First, create a new Pixi workspace with Python and JupyterLab:
cd $WORK
mkdir jupyterlab
cd jupyterlab
pixi init
pixi add python=3.13
pixi add --pypi jupyterlabNext, create a Slurm file that requests one GPU for 30 minutes (in the debug queue, which has higher priority, so that we don’t need to wait so long) and starts the JupyterLab. If you are using the default queue with longer wait times, you can use the options --mail-type and --mail-user to instruct the scheduler to notify you via email that the job started.

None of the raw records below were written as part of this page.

PR #565, opened 2022-06-14
Remove willow_sword as a soft dependency, make rubyzip a full dependency

orangewolf:
Export is a first class feature, so we should support its dependencies directly.

### DIFF
--- a/.gitignore
+++ b/.gitignore
@@ -10,3 +10,4 @@ coverage/**
 .DS_Store
 tmp/**
 .env.*
+*~undo-tree~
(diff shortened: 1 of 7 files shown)


kirkkwang:
Does this mean WillowSword can be removed from hyku as a dependency as well?

orangewolf:
@ShanaLMoore @kirkkwang any thoughts on why these specs are failing?

kirkkwang:
> @ShanaLMoore @kirkkwang any thoughts on why these specs are failing?

That's strange, I wonder if we need to add `require 'bagit'` to the spec file? I can look into it

Issue #566, opened 2022-06-14
expand collection metadata exporting


alishaevn:
# summary
currently we only export collection metadata when we select "all" or an importer. (related to: https://gitlab.com/notch8/palni-palci/-/issues/478)

# acceptance criteria
- [ ] we can export the metadata of all collections in their own csv (does not apply to the bagit parser)
- [ ] we can export collection metadata along with the works in that collection when we choose the "collection" option

alishaevn:
ref #597

Issue #563, opened 2022-06-13
import/export fileset metadata with bagit


alishaevn:
ref: https://gitlab.com/notch8/palni-palci/-/issues/478

# Acceptance Criteria
- [ ] a user should be able to export a work and its filesets + their metadata in bag format
- [ ] a user should be able to import a work and its filesets + their metadata in bag format

PR #567, opened 2022-06-14
566-collections-metadata-only

alishaevn:
ref: #566 

# expected behavior
- we can export the metadata of all collections in their own csv (does not apply to the bagit parser)
- we can export collection metadata along with the works in that collection when we choose the "collection" option (does not apply to the bagit parser)

# known gotchas
- this will not work for bagit parsing because bags require a file to be present and collections don't have files. this work is actually because of that fact though. exporting all work and fileset metadata is being worked on in #563 if a user wants checksum verification as they export their entire tenant. then they can export all collection metadata with this feature.
- the exporter show page only shows work ids, although the "total works" count is correct. this is being handled on #444 

# demo
|| new/edit page | show page | exported file |
| --- | --- | --- | --- |
| "collections metadata" | image |  image |[export__from_collections metadata 3.csv](https://github.com/samvera-labs/bulkrax/files/8903798/export__from_collections.metadata.3.csv)  |
| collections | image | image |  [export_3_7.zip](https://github.com/samvera-labs/bulkrax/files/8903814/export_3_7.zip) |

### DIFF
--- a/app/models/bulkrax/exporter.rb
+++ b/app/models/bulkrax/exporter.rb
@@ -14,13 +14,15 @@ module Bulkrax
     validates :name, presence: true
     validates :parser_klass, presence: true
 
-    delegate :write, :create_from_collection, :create_from_importer, :create_from_worktype, :create_from_all, to: :parser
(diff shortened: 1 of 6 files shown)


kirkkwang (approved):
Looks good to me!

PR #568, opened 2022-06-15
563-bagit-export-fileset-metadata

alishaevn:
ref #563 

# expected behavior
- exporting all now exports the file set metadata that's related to the work all on the same csv

# demo
[export_6_18.zip](https://github.com/samvera-labs/bulkrax/files/8905284/export_6_18.zip)

(the entire database consists of 2 collections, one work, with one fileset attached. we would expect one bag that has a work row and the related fileset row. no reference to the collections at all)
image


kirkkwang (approved):
Cool, looks good to me

PR #569, opened 2022-06-16
handles bagit bag file exists error and prepends id to data filenames

kirkkwang:
Prepending the id onto the filename to avoid duplication errors.  Though this changes the filename they are still coming out as valid bags so it should still satisfy requirements.  Added error handling just in case something really weird happens.

**Work with duplicate filesets**
Screen Shot 2022-06-15 at 10 09 23 PM

**Error in console**
Screen Shot 2022-06-15 at 8 05 36 PM

**Failed status on Export**
Screen Shot 2022-06-15 at 10 08 04 PM

**Failed status on Entry**
Screen Shot 2022-06-15 at 10 08 52 PM

**Resulting bag**
Screen Shot 2022-06-15 at 10 22 12 PM

### DIFF
--- a/app/parsers/bulkrax/bagit_parser.rb
+++ b/app/parsers/bulkrax/bagit_parser.rb
@@ -189,7 +189,7 @@ module Bulkrax
     alias create_from_worktype create_new_entries
     alias create_from_all create_new_entries
 
-    # rubocop:disable Metrics/AbcSize
+    # rubocop:disable Metrics/MethodLength, Metrics/AbcSize
     def write_files
       require 'open-uri'
       require 'socket'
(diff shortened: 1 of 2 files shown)


app/parsers/bulkrax/bagit_parser.rb
```diff
@@ -211,17 +211,22 @@ def write_files
           file = Tempfile.new([file_name, File.extname(file_name)], binmode: true)
           file.write(io.read)
           file.close
-          bag.add_file(file_name, file.path)
+          begin
+            bag.add_file(file_name, file.path)
+          rescue => e
+            entry.status_info(e)
+            status_info(e)
+          end
```
alishaevn, line 219: 👍🏾

PR #571, opened 2022-06-16
563 import fileset metadata

alishaevn:
ref #563 

# expected behavior
- able to round trip objects when they have a value in the "children" and "parents" columns
- able to import a work, its child file sets and any parent collections each in their own row in a single bag
- handling nil when the parent or child record can't be found (the identifier passed in was an object.id so the entry couldn't be retrieved, and the object wasn't a collection)

# demo
### sample files
- [bag_with_all_relationships.zip](https://github.com/samvera-labs/bulkrax/files/8960969/bag_with_all_relationships.zip)
- [multiple_bags_with_fileset_rows.zip](https://github.com/samvera-labs/bulkrax/files/8960974/multiple_bags_with_fileset_rows.zip)
- [multiple_models_csv.zip](https://github.com/samvera-labs/bulkrax/files/8960973/multiple_models_csv.zip)
- [csv_with_all_relationships.zip](https://github.com/samvera-labs/bulkrax/files/8960976/csv_with_all_relationships.zip)

image

image


app/models/concerns/bulkrax/import_behavior.rb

nano jupyterlab.slurm#!/bin/bash
# Job Identification and Management
#--------------------------------------
#SBATCH --partition=boost_usr_prod
#SBATCH --qos=boost_qos_dbg
#SBATCH --time=0:30:00
# Resource Request (Hardware)
#--------------------------------------
#SBATCH --nodes=1
#SBATCH --gpus-per-task=1 # up to 4 on LEONARDO
#SBATCH --ntasks-per-node=1 # always 1
#SBATCH --mem=120GB # should be 120GB * gpus-per-task on LEONARDO
#SBATCH --cpus-per-task=8 # should be 8 * gpus-per-task on LEONARDO
# Instruct Slurm to send you an email once the job started:
#--------------------------------------
#SBATCH --mail-type=BEGIN
#SBATCH --mail-user=your.name@example.com
pixi run jupyter lab --ip 0.0.0.0 --no-browserSubmit the job using
sbatch jupyterlab.slurm
Once the job started, open the Slurm output file of the job slurm-<JOBID>.out and look for an URL similar to
http://lrdn3309.leonardo.local:8888/lab?token=a358fb3c7ca7b9e83ab12cf49004fbf45f64e3560e037f15
This URL contains three important elements: The hostname of the compute node that the job runs on (lrdn3309.leonardo.local), the TCP port that the JupyterLab listens at (8888) and the authentication token (a358fb3c7ca7b9e83ab12cf49004fbf45f64e3560e037f15). Next, open an additional SSH connection to Leonardo with a port fowarding tunnel to the compute node. Execute the following line, replacing lrdn3309.leonardo.local with the compute node that your job runs on and 8888 with the port that your JupyterLab listens on:
ssh -N -L 8000:lrdn3309.leonardo.local:8888 login.leonardo.cineca.itThe option -N tells ssh to establish only the port forwarding tunnel, without opening a shell. The option -L local_port:remote_computer:remote_port specifies that any connection to local_port on the local machine will be securely forwarded to remote_computer at remote_port through the SSH connection.
After the ssh tunnel is established, you can open the JupyterLab in your browser at the URL http://localhost:8000/. You will be asked for your authentication token — enter the token from the Slurm output file.
Once you are finished, close JupyterLab either by selecting „File“ — „Shut Down“ from the menu or by cancelling the job using scancel <JOBID> . This ensures that the job stops running, previnting unnecessary use of resources after you have finished your work.